**Work to complete:** Would you filter these records and copy every line that has the word "this"?

※ ※ ※

Issue #3954, opened 2020-08-05
Change CA1836 from diagnosing all types to only the ones proven to be worthy


Jozkee:
Specifically types in `System.Collections.Concurrent`.

[It was proven](https://github.com/dotnet/runtime/pull/39890#discussion_r460098557) that there are .NET types (`ImmutableArray<T>`) that by using the suggested fix, would suffer a perf. regression and there are also internal types [`XmlQueryType`](https://github.com/dotnet/runtime/pull/39890#discussion_r459966637) that have an `IsEmpty` property that is semantically different to `Count == 0`; there are also a some scenarios in the wild that backup the latter concern.

- https://github.com/edisontung/playscript-mono/blob/87f9d7c0f81741d0076c70f22ce2de73f872c53e/mcs/class/System/System.Text.RegularExpressions/interval.cs#L79
- https://github.com/akil03/Kwizz/blob/bce8b10a14bd6793eaf32eb28566826c2018fb9e/Assets/UI/DoozyUI/Scripts/ScriptableObjects/NamesDatabase.cs
- https://github.com/Mauru/MauronAlpha.Csharp/blob/eb8303e248c459795501571a53804fc3d06dbf03/MauronAlpha.TextProcessing/Units/Word.cs

Another point in favor of this turn is the recent change done to exclude Memory/Span types https://github.com/dotnet/roslyn-analyzers/issues/3810.

With that said, we should turn the rule from diagnose for all types that contain a `Count` or `Length` property and an `IsEmpty` property  to diagnose only for Concurrent types and then go from there adding up more types that are proven to be beneficent.

cc @jeffhandley @bartonjs @stephentoub @jkotas @mavasani @sharwell

mavasani:
@Jozkee If you don't mind, can you add a [configurable option](https://github.com/dotnet/roslyn-analyzers/blob/master/docs/Analyzer%20Configuration.md#supported-editorconfig-options) for this rule which will fallback to current logic and ignore this allow list? It should be very simple to add such an option, for example see this commit: https://github.com/dotnet/roslyn-analyzers/commit/6d6f99588fdfd80de599d71627652e9fa3de3e1c#diff-1b5cdc4937a8cdfc79545945ad6c0783

mavasani:
@Jozkee if adding an option is leading to too much work for you, I can do the work of adding the option as follow-up PR as well. Feel free to skip that part for your original PR. Thanks!

jeffhandley:
[...]

PR #3978, opened 2020-08-07
CA1836 - Switch to allow list that only specifies concurrent collections

Jozkee:
Fixes https://github.com/dotnet/roslyn-analyzers/issues/3954

cc @jeffhandley


Jozkee:
I will proceed to run the rule in dotnet/runtime and open up a PR with the proper fixes.
I don't think we need to update documentation after this change.

mavasani:
> I don't think we need to update documentation after this change.

I think we should consider mentioning the allow list on which the rule operates in the documentation, similar to https://docs.microsoft.com/visualstudio/code-quality/ca1826?view=vs-2019#rule-description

※ ※ ※

**The completed task:**
Another point in favor of this turn is the recent change done to exclude Memory/Span types https://github.com/dotnet/roslyn-analyzers/issues/3810.
@Jozkee If you don't mind, can you add a [configurable option](https://github.com/dotnet/roslyn-analyzers/blob/master/docs/Analyzer%20Configuration.md#supported-editorconfig-options) for this rule which will fallback to current logic and ignore this allow list? It should be very simple to add such an option, for example see this commit: https://github.com/dotnet/roslyn-analyzers/commit/6d6f99588fdfd80de599d71627652e9fa3de3e1c#diff-1b5cdc4937a8cdfc79545945ad6c0783
I don't think we need to update documentation after this change.
> I don't think we need to update documentation after this change.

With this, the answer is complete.